На следующий день, 5 ноября, перед нами развернулась интересная панорама берега, который мы считали берегом Гранитной гавани. На самом же деле это место находилось на расстоянии более 30 км от Гранитной гавани. Величественные горные хребты с крутыми, лишенными снега склонами тянулись далеко как к северу, так и к югу, в глубь страны, по направлению к верхней части долин, прорезанных глетчерами и оканчивающихся высоким снежным плоскогорьем. Скалы, заметные в нижней части этих хребтов, имели теплый цвет коричневой сепии или терракоты и были сложены, по-видимому, из гнейсов и красных гранитов, являвшихся продолжением тех гранитов, с которыми мы познакомились ранее. Над этими кристаллическими породами располагался пояс зеленовато-серых пород, относящихся, как видно, к слоистым образованиям и возможно достигающих мощности нескольких сот метров; поверх них располагалась какая-то черная порода – либо лава плоскогорья, либо гигантский пласт другой породы. В направлении ледниковых долин плоскогорье разделялось на большое число конических холмов различной высоты и формы, носивших признаки сильного оледенения в прошлом. От береговой линии холмы отделялись лежащим у их подножья сплошным поясом глетчерного льда, который, подходя к морскому льду, оканчивался крутым склоном или невысоким обрывом и местами был чрезвычайно пересечен трещинами. Моусон во время наших остановок на завтрак измерял теодолитом углы на эти горы и долины.
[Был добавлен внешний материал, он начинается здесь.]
PR #11, opened 2023-05-08
[SW-127] Add function to get images by cameras

kaiyu-zheng:
**Motivation:** Currently, SpotWrapper only gets images from all cameras. This impacts performance especially when the images are expensive to compute (e.g. registered depth images). It is a basic and useful feature to allow a user to specify from which camera(s) and for which image types they want the images.

**What's New:**  This PR adds an additional function to SpotWrapper, `get_images_by_cameras`.  This allows a user to:
* Specify which cameras they want to get images from (e.g. 'frontleft' and 'back')
   ```python
   spot_wrapper.get_images_by_cameras(['frontleft', 'back'])
   ``` 
   (this will get images of types RGB, depth, and depth_registered for frontleft and back cameras)

* Specify which cameras they want to get images from and what image types (e.g. 'visual' and 'depth_registered' for 'frontleft', 'visual' for 'back'):
   ```python
   spot_wrapper.get_images_by_cameras([('frontleft', ['visual', 'depth_registered']),
                                       ('back', ['visual'])])
   ```
This supports, for example, spot_ros2 to add a new parameter `cameras_used` which allows a user to select which cameras to get & publish images for.  

This PR goes together with https://github.com/bdaiinstitute/spot_ros2/pull/52

### DIFF
--- a/spot_wrapper/wrapper.py
+++ b/spot_wrapper/wrapper.py
@@ -2533,18 +2533,26 @@ class SpotWrapper:
     ) -> typing.Optional[typing.Union[ImageBundle, ImageWithHandBundle]]:
         return self.get_images(self._depth_registered_image_requests)
 
-    def get_images_by_cameras(self, camera_sources):
+    def get_images_by_cameras(
+            self, camera_sources: typing.List[CameraSource]
+    ) -> typing.List[ImageEntry]:
         """Calls the GetImage RPC using the image client with requests
         corresponding to the given cameras.
 
-        Args: Accepts either a list of strings (e.g., ['frontleft', 'hand'])
-                or a list of tuples (e.g. [('frontleft', ['visual', 'depth'], ...]
+        Args:
+           camera_sources: a list of CameraSource objects. There are two
+               possibilities for each item in this list. Either it is
+               CameraSource(camera=Camera.front) or
+               CameraSource(camera=Camera.front, image_types=[ImageType.visual, ImageType.depth_registered)
+
                 - If the former is provided, the image requests will include all
                   image types for each specified camera.
                 - If the latter is provided, the image requests will be
                   limited to the specified image types for each corresponding
-                  camera.  Valid image types are 'visual', 'depth', 'depth_registered'
+                  camera.
+
               Note that duplicates of camera names are not allowed.
+
         Returns:
             a list, where each entry is (camera_name, image_type, image_response)
                 e.g. ('frontleft', 'visual', image_response)
--- a/spot_wrapper/wrapper.py
+++ b/spot_wrapper/wrapper.py
@@ -119,79 +119,53 @@ ImageWithHandBundle = namedtuple(
     "ImageBundle", ["frontleft", "frontright", "left", "right", "back", "hand"]
 )
 
+IMAGE_SOURCES_BY_CAMERA = {
+    "frontleft": {
+        "visual": "frontleft_fisheye_image",
+        "depth": "frontleft_depth",
+        "depth_registered": "frontleft_depth_in_visual_frame"
+    },
+    "frontright": {
+        "visual": "frontright_fisheye_image",
+        "depth": "frontright_depth",
+        "depth_registered": "frontright_depth_in_visual_frame"
+    },
+    "left": {
+        "visual": "left_fisheye_image",
+        "depth": "left_depth",
+        "depth_registered": "left_depth_in_visual_frame"
+    },
+    "right": {
+        "visual": "right_fisheye_image",
+        "depth": "right_depth",
+        "depth_registered": "right_depth_in_visual_frame"
+    },
+    "back": {
+        "visual": "back_fisheye_image",
+        "depth": "back_depth",
+        "depth_registered": "back_depth_in_visual_frame"
+    },
+    "hand": {
+        "visual": "hand_color_image",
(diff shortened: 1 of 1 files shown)


spot_wrapper/wrapper.py
```diff
@@ -2437,3 +2498,70 @@ def get_depth_registered_images(
         self,
     ) -> typing.Optional[typing.Union[ImageBundle, ImageWithHandBundle]]:
         return self.get_images(self._depth_registered_image_requests)
+
+    def get_images_by_cameras(self, camera_sources):
```
amessing-bdai, line 2502: type hinting?

spot_wrapper/wrapper.py
```diff
@@ -2437,3 +2498,70 @@ def get_depth_registered_images(
...
+              Note that duplicates of camera names are not allowed.
+        Returns:
+            a list, where each entry is (camera_name, image_type, image_response)
+                e.g. ('frontleft', 'visual', image_response)
+        """
+        # Build image requests
+        image_requests = []
+        source_types = []
+        for item in camera_sources:
+            if type(item) == str:
```
amessing-bdai, line 2522: Is this better than isinstance?

amessing-bdai (approved):
Looks good. Please add the type hinting and then we can merge

spot_wrapper/wrapper.py
```diff
@@ -117,6 +117,42 @@
     "ImageBundle", ["frontleft", "frontright", "left", "right", "back", "hand"]
 )
 
+# Added to support getting images for given cameras
+IMAGE_SOURCES_BY_CAMERA = {
```
davidwatkins-bdai, line 121: All of these should be an enum rather than strings.

spot_wrapper/wrapper.py
davidwatkins-bdai: Agreed, please use isinstance

spot_wrapper/wrapper.py
```diff
@@ -2437,3 +2498,70 @@ def get_depth_registered_images(
...
+            for image_type in image_types:
+                image_requests.append(
+                    self._image_requests_by_camera[camera_name][image_type]
+                )
+                source_types.append((camera_name, image_type))
+
+        # Send image requests
+        try:
+            image_responses = self._image_client.get_image(image_requests)
+        except UnsupportedPixelFormatRequestedError as e:
```
davidwatkins-bdai, line 2550: Delete "as e" if you aren't using e

spot_wrapper/wrapper.py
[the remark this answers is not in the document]
davidwatkins-bdai: camera_sources would then be a list[CameraSource] type and you can do significantly fewer checks down below.

davidwatkins-bdai (approved):
Add type hints and replace camera source with an enum.

spot_wrapper/wrapper.py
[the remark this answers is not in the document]
kaiyu-zheng: see comment above.

spot_wrapper/wrapper.py
kaiyu-zheng: While typing the code below, I think.... typo can still happen.. (unless, we do static checking of course).
```python
IMAGE_SOURCES_BY_CAMERA = {
    Camera.frontleft: {
        ImageType.visual: ImageSource.frontleft_fisheye_image,
        ImageType.depth: ImageSource.frontleft_depth,
        ImageType.depth_registered: frontleft_depth_in_visual_frame,
    },
   ...
```

kaiyu-zheng: In any case, I did this. See the latest commit

ahoelscher-bdai: I don't think we should use an enum here. The underlying spot API provides strings, and is actually somewhat flexible with them. For example, you can define image sources for extensions that you attach to spot. If we do that, then we'd need to add a new enum here.

ahoelscher-bdai: I would spend the time to extend the spot_wrapper to provide the list of camera sources, and use that as the list. If you don't want to spend that time, I would open a jira ticket, and hard-code a list of camera sources at the top, with a comment linking to that jira ticket.

kaiyu-zheng: I was previously hard-coding the strings to be consistent with the other code in spot wrapper (because there's already a lot of hard-coded source names).  
I would be fine with leaving hard-coded strings at the top of spot wrapper because those strings would be written only once.   

That said, I'll remove the Enum for ImageSource and revert back to the strings. Those strings shouldn't need to be typed by the user of SpotWrapper anyways. I could open a JIRA ticket in the PickNik board about this.

I think the dataclass `CameraSource` is worthwhile to add, which clarifies the input type to `get_images_by_cameras`.

ahoelscher-bdai: Sounds good to me!

kaiyu-zheng: Ticket created: https://theaiinstitute.atlassian.net/browse/PN-5

I will mark this as resolved.  I reverted adding the enums, and tested again on hardware.  The functionality works.

amessing-bdai (approved):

Температура теперь все время поднималась, и в полдень 5 ноября достигала уже —5,6° C. В этот день поверхность льда, по которой мы тащили сани, была очень трудной, так как попадалось много смерзшегося, разбитого льда, встречались заструги, снег, покрытый настом, и множество трещин в морском льду. Но все эти страдания были вечером возмещены тем, что впервые была пущена в ход новая сковородка, сооруженная Моусоном из пустой керосиновой банки. Он перерезал банку пополам, параллельно широкой стороне, и охватил ее кольцами железной проволоки. За эти кольца банка была подвешена внутри сухарной жестянки над фитилями нашей жировой кухни. В этой сковороде мы легко могли превратить тюленье сало в топленый жир; когда жир уже кипел, мы бросали на сковороду ломтики тюленьей печенки или мяса. Как было установлено на опыте, печень требовала для варки в кипящем жиру 10 минут, а мясо – 20. Моусон открыл при этом, что поджаренные хрустящие шкварки тюленьего сала вполне пригодны для еды и имеют даже тонкий ореховый вкус. Путем ряда опытов мы нашли также, что если прибавить к кипящему жиру немного крови тюленя, то получается великолепная подливка. Если же кровь прибавлять в кипящий жир очень быстро, то из нее выходит нечто вроде блина, также, на наш взгляд, очень вкусного и разнообразившего наш стол.
Днем открылся замечательный вид на новые хребты гор к северу от острова Склада. У подножья этих хребтов находилась обширная терраса глетчерного льда, интересный вид ледника. Там, где она оканчивалась по направлению к морю крутым склоном или невысоким обрывом, ее поверхность была выпуклой. Местами этот глетчерный лед был сильно пересечен трещинами. На расстоянии нескольких километров в глубь страны он достигал отрогов огромного берегового хребта. Дальше, за широкими проломами в этом хребте лед тянулся внутрь материка насколько хватал глаз и на горизонте сливался с огромным внутренним плоскогорьем.